# BM Advance Yellowing



## bluegrassdan (May 8, 2015)

I just did a re-coat on some cabinets that were just done a year ago with BM Advance white. The new paint is a lot whiter than the old. Too much of a difference for me. I know BM warns of this happening. Does Cabinet Coat or PPG Breakthrough have the same problems?


----------



## Mr Smith (Mar 11, 2016)

I never use Advance for white colors because it yellows. I just wrote a post about it elsewhere. For that reason, I don't think it's ethical to use it for white colors unless you tell your customer about it. It yellows because it is an alkyd.

Waterborne paints will not yellow. BT and CC are fine. I'm not sure I would not use low VOC BT for cabs.


----------



## lilpaintchic (Jul 9, 2014)

Mr Smith said:


> I never use Advance for white colors because it yellows. I just wrote a post about it elsewhere. For that reason, I don't think it's ethical to use it for white colors unless you tell your customer about it. It yellows because it is an alkyd.
> 
> Waterborne paints will not yellow. BT and CC are fine. I'm not sure I would not use low VOC BT for cabs.


Good to know! 

Sent from my SM-G930V using Tapatalk


----------



## PACman (Oct 24, 2014)

yup, it yellows. Almost as fast as a pigmented nitrocellulose lacquer will. Depends on how much and what kind of lighting hits it and for how long. If you put it in a pitch black drawer for example it will yellow pretty quickly. And it isn't just alkyds and nitros that will do this. I have a pretty neat sample board of Marquee that has yellowed pretty badly as well.But amazingly acrylics are not supposed to yellow. Ever. But somehow Behr managed to beat down that standard as well.


----------



## Mr Smith (Mar 11, 2016)

WTF,you can't edit your old posts? I've never seen that in any forum. I just want to clean up some grammar that is saying the opposite to what I meant.


----------



## Wildbill7145 (Apr 30, 2014)

Mr Smith said:


> WTF,you can't edit your old posts? I've never seen that in any forum. I just want to clean up some grammar that is saying the opposite to what I meant.


I believe you have 30 minutes after posting to edit your posts. I suppose you could just quote your own post and indicate the changes to reflect what you actually meant. Hope that helps.


----------



## ThreeSistersPainting (Jan 7, 2017)

I use Rudd's ChromaCat white precat for cabinets, its a true non-yellowing formula. 

There is something in alkyds or even acrylics that make white yellow over time. All houses I have seen painted white (even those that I did) start to turn off white over a period of time. Finding a product line outside of alkyds could help


----------



## PACman (Oct 24, 2014)

ThreeSistersPainting said:


> I use Rudd's ChromaCat white precat for cabinets, its a true non-yellowing formula.
> 
> There is something in alkyds or even acrylics that make white yellow over time.

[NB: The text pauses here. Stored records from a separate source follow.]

PR #315, opened 2026-05-03
Route gh calls through ghExec helper (#314)

sehkone:
## Summary

Centralize every `gh` CLI invocation through a new `ghExec` helper in `src/gh-exec.ts` so calls no longer inherit Node's 1 MiB `execFileSync` default `maxBuffer`. The helper raises the cap to 64 MiB, applies it to both stdout and stderr, and locks `encoding`/`maxBuffer`/`stdio` at the type level so callers cannot weaken the guarantees. On any spawn failure (including ENOBUFS) the helper rethrows with the offending args prepended to the error message so the next incident points straight at the offending call site.

All previous `execFileSync("gh", ...)` sites under `src/` (`ci.ts`, `pr-comments.ts`, `pr.ts`, `github.ts`, `cleanup.ts`, `worktree.ts`) now route through `ghExec`. A unit test runs a fake `gh` on PATH to verify >1 MiB succeeds, >64 MiB fails with args in the message, and a grep-style test fails CI if any future production source reintroduces a direct `execFileSync("gh", ...)` call.

Closes #314

## Test plan

- [x] `ghExec` helper exists with `encoding`, `maxBuffer`, `stdio` removed from its option type
- [x] No production source under `src/` invokes `execFileSync("gh", ...)` directly (enforced by a test)
- [x] Unit test: fake `gh` output of 2 MiB succeeds (would have tripped the old 1 MiB default)
- [x] Unit test: fake `gh` output of 70 MiB fails with the args present in the error message
- [x] `pnpm vitest run` passes (2093 tests)
- [x] `pnpm biome check src/` passes
- [x] `pnpm build` passes

### DIFF
--- a/src/ci.test.ts
+++ b/src/ci.test.ts
@@ -204,7 +204,7 @@ describe("fetchCiRuns", () => {
         "--limit",
         "100",
       ],
-      { encoding: "utf-8" },
+      expect.objectContaining({ encoding: "utf-8" }),
     );
   });
 
@@ -233,7 +233,7 @@ describe("fetchCiRuns", () => {
         "--commit",
         "abc123",
       ],
-      { encoding: "utf-8" },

All houses I have seen painted white (even those that I did) start to turn off white over a period of time. Finding a product line outside of alkyds could help


There is a component used in making cheaper Titanium dioxide whiter during processing that will actually yellow in acrylics and any other resin it is used in. If i remember correctly it is called lithopone. It was used years ago as a pigment in leaded paints, and the houses it was used on would yellow quite a bit in a few years. It is still used by some TiO2 processors to make the lower grade TiO2 whiter, but after a period of time it itself will yellow. This is why higher grade acrylic paints are much less prone to yellowing than lower grade paints. What paints have lithopone and which ones don't is impossible to tell, because it is only typically used by the TiO2 processing companies and it doesn't have to be listed as an ingredient by the paint manufacturers.


----------



## bluegrassdan (May 8, 2015)

Thanks folks. Think i will try the cabinet coat or Breakthrough. The fast drying time of the Breakthrough kind of scares me when brushing and rolling.


----------